» **Problem to work on**:
The answer must consist only of the lines from the line with "status on this?" to the line with "A new offline", both included, exactly as they stand below.

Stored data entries
#####

PR #883, opened 2017-12-03
fix(aur): update to 3.1.0

NBonaparte:
Updates the polybar PKGBUILD to 3.1.0. Also adds `xcb-util-cursor` since this is a new release (I already pushed it to the AUR).

I think we should have a better way of updating the AUR package or the PKGBUILDs in this repo, so we only have to edit one of them and the other will be automatically updated. Should we have a bot or a script to do this for us?

### DIFF
--- a/contrib/polybar.aur/PKGBUILD
+++ b/contrib/polybar.aur/PKGBUILD
@@ -2,7 +2,7 @@
 # Contributor: Michael Carlberg <c@rlberg.se>
 pkgname=polybar
 pkgver=3.1.0
-pkgrel=1
+pkgrel=2
 pkgdesc="A fast and easy-to-use status bar"
 arch=("i686" "x86_64")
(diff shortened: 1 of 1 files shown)


patrick96:
Oh yeah, totally forgot about the new dependency.

It's kind of annoying to have to maintain two copies of the PKGBUILDs but I don't know if setting up a bot or script would actually take more time than it actually saves us.

contrib/polybar.aur/PKGBUILD
```diff
@@ -1,13 +1,13 @@
 # Maintainer: Michael Carlberg <c@rlberg.se>
 # Contributor: Michael Carlberg <c@rlberg.se>
 pkgname=polybar
-pkgver=3.0.5
-pkgrel=4
+pkgver=3.1.0
+pkgrel=1
```
patrick96: We should probably update the pkgrel

PR #895, opened 2017-12-07
docs: Add xcb cursor dependency to README

patrick96:


NBonaparte:
IIRC I made `xcb-util-cursor` an optional dependency; should it be changed to a required dependency?

patrick96:
Technically it is optional because the functionality is turned off, if the macro is not set when building. But for example in the `PKGBUILD` `xcb-util-cursor` is a regular dependency. Do you think I should specifically mention that it is optional in the README?

NBonaparte:
It probably should be listed as optional to reflect the code.

patrick96:
I will add an optional dependencies section

patrick96:
I did a force push. Have a look at it and merge, if you think everything is in order.

PR #897, opened 2017-12-10
feat(temp): Add temperature tokens without unit

patrick96:
Adds two new tokens, `%temperature-c-n%` and`%temperature-f-n%`, to display the temperatures in those respectives scales without the appended unit.
This also deprecates the `%temperature%` token in favor of the scale specific tokens, `%temperature-c%` and `%temperature-f%`

### DIFF
--- a/doc/config.cmake
+++ b/doc/config.cmake
@@ -322,8 +322,8 @@ format-underline = #f50a4d
 format-warn = <ramp> <label-warn>
 format-warn-underline = ${self.format-underline}
 
-label = %temperature%
-label-warn = %temperature%
+label = %temperature-c%
+label-warn = %temperature-c%
 label-warn-foreground = ${colors.secondary}
 
 ramp-0 = 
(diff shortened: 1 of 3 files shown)


NBonaparte:
To be honest, this is starting to look a little messy. Would it be better if we had just a module setting like `units = celsius/fahrenheit/kelvin` and two tokens (`%temperature%` and `%temperature-n%`)?

patrick96:
Fair point. That would make it a lot cleaner. This would however make it impossible to have two different temperature scales in the same module, but I don't know how many people would see this as a valid use-case. Though I could imagine someone wanting to have celsius and fahrenheit side by side.

I'm not quite sure how to handle this, your suggestion would be a breaking change, so we would need to keep the old functionality plus the code to check for deprecated tokens until the next major release, which would be 4.0. So either way, the code will look messy.

I think we can afford the messiness for the added flexibility and even if we added tokens for the kelvin scale, it would only add another two tokens and that would be it (unless someone really wants their exotic temperature scale). 

What do you think?

NBonaparte:
How about a boolean setting `units = true/false` so we'll have half the number of tokens? I'm pretty sure that no one is going to try to have both versions at the same time.

patrick96:
That's a great idea, this wouldn't break anything and still be less messy. Also, if people really want both, they can add the unit to the label manually.

Issue #248, opened 2016-12-16
Provide default desktop names


Kintaro:
In ```get_desktop_names``` in the ```ewmh_util```, it would be better to provide some default names and use ```_NET_NUMBER_OF_DESKTOPS``` as count.
According to https://specifications.freedesktop.org/wm-spec/latest/ar01s03.html, the number of given names can be less than the actual number of desktops.

PR #904, opened 2017-12-15
xworkspaces: Use _NET_NUMBER_OF_DESKTOPS if _NET_DESKTOP_NAMES is not avaliable

topisani:
[windowchef](https://github.com/tudurom/windowchef) is at least one window manager that doesnt support `_NET_DESKTOP_NAMES`. This patch simply falls back to `_NET_NUMBER_OF_DESKTOPS`, and generates names from those numbers.

### DIFF
--- a/include/modules/xworkspaces.hpp
+++ b/include/modules/xworkspaces.hpp
@@ -66,6 +66,7 @@ namespace modules {
     void rebuild_clientlist();
     void rebuild_desktops();
     void rebuild_desktop_states();
+    void rebuild_desktop_names();
     void set_desktop_urgent(xcb_window_t window);
 
     bool input(string&& cmd);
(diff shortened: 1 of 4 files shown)


patrick96:
Idea and code look solid. Will have to do some testing, might be a few weeks though.
Just out of curiosity, what is currently (not in this PR but in master) happening, if the WM does not support `_NET_DESKTOP_NAMES`?

NBonaparte:
We should be using `_NET_NUMBER_OF_DESKTOPS` anyways if we have less names than numbers (see #248). Feel free to implement that as well if you are willing.

topisani:
status on this?

patrick96:
Don't really have that much time on my hand, don't know about the other guys. For me right now, anything that is not a bugfix or a trivial PR has a quite low priority. We will get to it though :)

Also, sorry for the failed build, I wanted to try something out and because we substantially changed the travis config and the scripts it depends on, the old travis config will not run in the current repo, any sort of push will fix this (amend without changing anthing and force push, for example).

PR #910, opened 2017-12-17
feat(github): format-offline label

Kokan:
A new offline label feature for github module.
If the request toward github is not successfull,
now it is possible to change the displayed value via
format-offline which works as the same way as format.

### DIFF
--- a/include/modules/github.hpp
+++ b/include/modules/github.hpp
@@ -16,17 +16,22 @@ namespace modules {
 
     bool update();
     bool build(builder* builder, const string& tag) const;
+    string get_format() const;
 
    private:
     void update_label(const int);
     int get_number_of_notification();
     string request();
     static constexpr auto TAG_LABEL = "<label>";
+    static constexpr auto TAG_LABEL_OFFLINE = "<label-offline>";
+    static constexpr auto FORMAT_OFFLINE = "format-offline";
 
     label_t m_label{};
+    label_t m_label_offline{};
     string m_accesstoken{};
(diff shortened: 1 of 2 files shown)


patrick96:
Looks good. Will do some testing in the next few days, but I think this is ready to merge

Kokan:
I am using it since and I had no issue with it (This patch also applied: https://github.com/jaagr/polybar/pull/911).
@patrick96  Did you have time to check it ?

patrick96:
Sorry, I didn't have time yet. I'll try to get to it soon

Kokan:
Thanks for the feedback, I'll try to debug it later this week.

patrick96:
Hey @Kokan do you still plan on working on this? If not, we can add it to our own backlog and fix the last issue ourselves, I don't think it would be too bad.

Kokan:
I do not think I am going to fix it soon, as I am not using currently polybar.

patrick96:
Alright. We'll try to finish this when we get time for it.

kronn:
@patrick96 I tried to debug this and cannot reproduce the segfault anymore **after rebasing onto current master**. 

If `format-offline` is not specified at all, it defaults to an empty string (or so), but creates the module.
If `format-offline` does not contain `<label-offline>` but `<label>` it errors out of the module-creation with `error: Disabling module "github" (reason: <label> is not a valid format tag for "format-offline")`. 
A string without tokens is (as expected) taken as is without complaint.

I for one think this is sane behaviour and in working condition after a rebase.

Issue #720, opened 2017-09-02
Script click and scroll output


Eyenseo:
I had a look at the issues but didn't find any that matched my issue, if this is already possible or was discussed before it would be nice if you could give me a link.

It would be very nice if the output of the click and scroll actions would be used by the label of the script module. With that the update interval could be higher while the click would feel more responsive.

NBonaparte:
If I understood you correctly, this should be possible through the [ipc module](https://github.com/jaagr/polybar/wiki/Module:-ipc).

Eyenseo:
As far as I can see the ipc module does not have the interval option, which I would still want. I suspect that going over ipc would be over complicated if the trigger is polybar itself.

qqldd:
I vote for this. And this issue also requested for this:
https://github.com/jaagr/polybar/issues/84

NBonaparte:
This looks to be the same issue as #786. Closing in favor of that issue, as its title is more descriptive. Please reopen if I misunderstood this issue.

patrick96:
#786 wants the `exec` command to be rerun and this wants to display the output of the `click-*` commands inside the module.
I'm going to reopen this and add it to our TODO list

patrick96:
Thinking about this a little more, the main motivation for this issue was to have scripts be more responsive, maybe because the click actions produce the same output as `exec` itself. If it's anything else I really don't see a use case for it other than visual feedback. But then there would be the issue of when does that output get removed from the bar.

Updating the script module on click will be implemented as requested in #786 any other use case will not be implemented

PR #931, opened 2018-01-01
Added FreeBSD Support

kylecook80:
Added support for FreeBSD. Uses libinotify wrapper for inotify calls. I also had to disable some compiler warnings as libinotify uses c99 extensions.

Fixes #239.

PR #934, opened 2018-01-02
feat(script): %pid% token for tail commands

patrick96:
This can be used to send signals to the script running (e.g. SIGUSR1, etc) which
makes it easier to have an updatable state inside the script. With this, it is
for example possible to have a two-state date script:
```dosini
[module/date]
type = custom/script
exec = /path/to/date.sh
tail = true
click-left = bash -c "kill -SIGUSR1 %pid%"
```

`date.sh`:
```bash

t=0

toggle() {
    t=$(((t + 1) % 2))
}


trap "toggle" USR1

while true; do
    if [ $t -eq 0 ]; then
        date
    else
        date --rfc-3339=seconds
    fi
    sleep 1 &
    wait
done
```
Todo:
- [ ]  Add to wiki

### DIFF
--- a/include/modules/script.hpp
+++ b/include/modules/script.hpp
@@ -29,6 +29,8 @@ namespace modules {
 
     unique_ptr<command> m_command;
 
+    bool m_tail;
+
     string m_exec;
     string m_exec_if;
 
--- a/src/modules/script.cpp
+++ b/src/modules/script.cpp
@@ -174,39 +174,20 @@ namespace modules {
     string cnt{to_string(m_counter)};
     string output{module::get_output()};
 
-    if (!m_actions[mousebtn::LEFT].empty()) {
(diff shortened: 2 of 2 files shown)


NBonaparte:
Not exactly relevant to this PR specifically but is Travis having some issues? The clang build failed here as well as for #931 and I had to restart the builds for it to pass.

patrick96:
I've had it once before where the travis build would suddenly fail for no reason. I think it's just a minor hickup.

NBonaparte:
Does this fix #720?

patrick96:
> Does this fix #720?

No, it only adds a new token to the script module click commands nothing else. The output of a click command can still not be used inside the bar. However this makes it easier to notify a tail command about a click event, whereas before we would have to write to a certain file to share information with a tailed script.

NBonaparte:
I put the example in the wiki as part of the examples section.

#####

» **Solution to the exercise**:
status on this?

patrick96:
Don't really have that much time on my hand, don't know about the other guys. For me right now, anything that is not a bugfix or a trivial PR has a quite low priority. We will get to it though :)

Also, sorry for the failed build, I wanted to try something out and because we substantially changed the travis config and the scripts it depends on, the old travis config will not run in the current repo, any sort of push will fix this (amend without changing anthing and force push, for example).

PR #910, opened 2017-12-17
feat(github): format-offline label

Kokan:
A new offline label feature for github module.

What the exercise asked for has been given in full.